Multiple sequence of mkdir and rmdir causes mkdir failure with errno 31. Usualy it happens on 32765 iteration. How-To-Repeat: Compile and execute the following program: #include <sys/stat.h> #include <unistd.h> #include <stdio.h> #include <errno.h> int main (void) { int i; char dir[100]; for (i = 0; i < 50000; i++) { snprintf (dir, sizeof(dir), "empty_dir/%d", i); printf ("%s\n", dir); if (mkdir (dir, 0700) == -1) { printf ("mkdir %s: (errno %d)\n", dir, errno); break; } if (rmdir (dir) == -1) { printf ("rmdir %s: (errno %d)\n", dir, errno); break; } } return 0; } gcc -o test1 test1.c mkdir empty_dir ./test1
Could you please provide full details of the tested filesystem? -- Andriy Gapon
Responsible Changed From-To: freebsd-bugs->eadler I'll take it.

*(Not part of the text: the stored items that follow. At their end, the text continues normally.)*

PR #438, opened 2021-04-02
Make the type stringifier just call type(), convert old type stringifier to a "default" stringifier

mvanderkamp:
This should address #384 as the logic for handling the "basic" types is now wrapped up in the "default" stringifier, which means you can now use other stringifiers on things like strings, ints, and booleans.


inducer:
Thanks for your contribution! I eliminated a redundant constant in 290f5cd, hope that's OK.

PR #441, opened 2021-04-17
Improve the README file - Add new screenshot and recent screencast link

ranelpadon:
This is the debugger I'm looking for for a long time since I switched from PyCharm/VS Code to Vim/Neovim. I use Pdb++ most of the time now, but this PuDB is a convincing alternative or much better replacement. I think I came across PuDB before in the past but was greatly repelled by the "awful" default screenshot in the GitHub page which I thought could not be customized. I only reconsidered this recently because someone commented about the [vim-pudb](https://www.reddit.com/r/vim/comments/jnkvfu/dear_vim_users_what_is_your_best_setup_for/gb3majr) plugin.

So, I searched YouTube for recent tutorials, fortunately the top result has a good theme in its video thumbnail!
https://www.youtube.com/watch?v=bJYkCWPs_UU

And that video turned out to be a concise and practical demo of PuDB. And here's a recent one too, and the **first question** after the talk was "if it's possible to change/customize the theme":
https://www.youtube.com/watch?v=_CzJ5bdRDU4&t=15m48s

The point of this PR is that color scheme is very important to programmers, one of the reasons also why we have UnixPorn/VimPorn subreddits. So, including a non-default theme in the **README** file would be a selling point for some devs which are repelled by the default theme, and could give them good first impressions instead. I updated the screencasts' links and emphasized the themes in the **Features** section as well. 

By the way, thanks for this powerful app! :)


README.rst
```diff
@@ -17,11 +17,20 @@ right where you write and test it--in a terminal. If you've worked with the
 excellent (but nowadays ancient) DOS-based Turbo Pascal or C tools, PuDB's UI
 might look familiar.
 
-Here's a screenshot:
+Here are the screenshots:
```
inducer, line 20:
```suggestion
Here are some screenshots:
```

inducer (commented):
Thanks for taking the time to improve the README! One minor suggestion (which I'll apply), otherwise this looks good to go.

inducer:
Hmm, turns out the new README looks terrible, the screenshot is way too large. I'll go ahead and fix that.

inducer:
#442

ranelpadon:
@inducer Actually, I matched the width of the first screenshot, but since they have different aspect ratio, the second screenshot looked too small, so I tried to match their height instead.

inducer:
No worries. My main concern is how off they looked on my Gitlab page: https://gitlab.tiker.net/inducer/pudb/-/tree/68808b8e053500da34672682860814023d6fde27

I still appreciate the nudge to refresh that ages-old screenshot.

ranelpadon:
@inducer Good idea also to put a representative Light and Dark themes in #442 that would be useful for newcomers. Cheers

PR #442, opened 2021-04-17
Fix README screenshot situation

inducer:


inducer:
Still not ideal on Gitlab:
https://gitlab.tiker.net/inducer/pudb

ranelpadon:
@inducer Looks good in GitHub though, which I think is more important:
https://github.com/inducer/pudb

PR #443, opened 2021-04-17
Give the correct length of remaining mapping items to expand in the variable view

mvanderkamp:
Bit of an oversight on my part, that comes into play with Pandas in particular but probably others as well. The "X items omitted" message was wrong for DataFrames: the length of a dataframe is the number of rows, but its keys are the columns. I changed it so that the length of the mapping's keys is checked instead of just the length of the mapping.

There's also a commit in here to make the "default" stringifier the actual default (d'oh).

### DIFF
--- a/pudb/settings.py
+++ b/pudb/settings.py
@@ -107,7 +107,7 @@ def load_config():
 
     conf_dict.setdefault("current_stack_frame", "top")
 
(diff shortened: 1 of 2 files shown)


inducer:
Thanks!

PR #581, opened 2024-05-03
FoundationEssentials: support data writing on Windows

compnerd:
This implements the IO aspects of data writing for Windows to ensure that we can support the full API surface.


compnerd:
@swift-ci please test

Sources/FoundationEssentials/Data/Data+Writing.swift
```diff
@@ -128,6 +128,11 @@ private func writeToFileDescriptorWithProgress(_ fd: Int32, buffer: UnsafeRawBuf
 
 private func cleanupTemporaryDirectory(at inPath: String?) {
     guard let inPath else { return }
+#if os(Windows)
```
jmschonfeld, line 131: I wonder if we should just change the whole function to use `FileManager.default.removeItem(atPath: inPath)` to remove all of the conditional logic. @parkera is there any benefit to calling `rmdir` directly here instead of letting FileManager "do the right thing"?

parkera: I dropped a comment from the original ObjC when I ported this:

```
We try to use rmdir() because it's definitely just one fs_usage and the temporary directory is supposed to be empty at this point anyway. Only if that fails do we turn the awesome power of a fully operational -[NSFileManager removeItemAtURL:error:] on it.
```

Is that even still true?

jmschonfeld: Hmm, on non-darwin the first thing `FileManager.removeItem` does is it tries `rmdir` and it only does other things if that fails, but on Darwin we do call `removefile` instead. However, I'm not really sure if `removefile` on an empty directory is any slower than `rmdir` on an empty directory. I can try to validate that?

parkera: I guess we should just removefile, and if that can be optimized then it should do it on its own. So here, just use file manager.

compnerd: Okay, I will replace this with `fileManager.removeItem(atPath:)` then @parkera.

compnerd:
@swift-ci please test

jmschonfeld (approved):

I've tested 2 computers with 9.0-RELEASE (amd64 and i386). Filesystems are UFS2 with soft updates: tunefs: POSIX.1e ACLs: (-a) disabled tunefs: NFSv4 ACLs: (-N) disabled tunefs: MAC multilabel: (-l) disabled tunefs: soft updates: (-n) enabled tunefs: soft update journaling: (-j) disabled tunefs: gjournal: (-J) disabled tunefs: trim: (-t) disabled tunefs: maximum blocks per file in a cylinder group: (-e) 2048 tunefs: average file size: (-f) 16384 tunefs: average number of files in a directory: (-s) 64 tunefs: minimum percentage of free space: (-m) 8% tunefs: optimization preference: (-o) time tunefs: volume label: (-L)
There is no problem with zfs. Test passed with 200000 iterations.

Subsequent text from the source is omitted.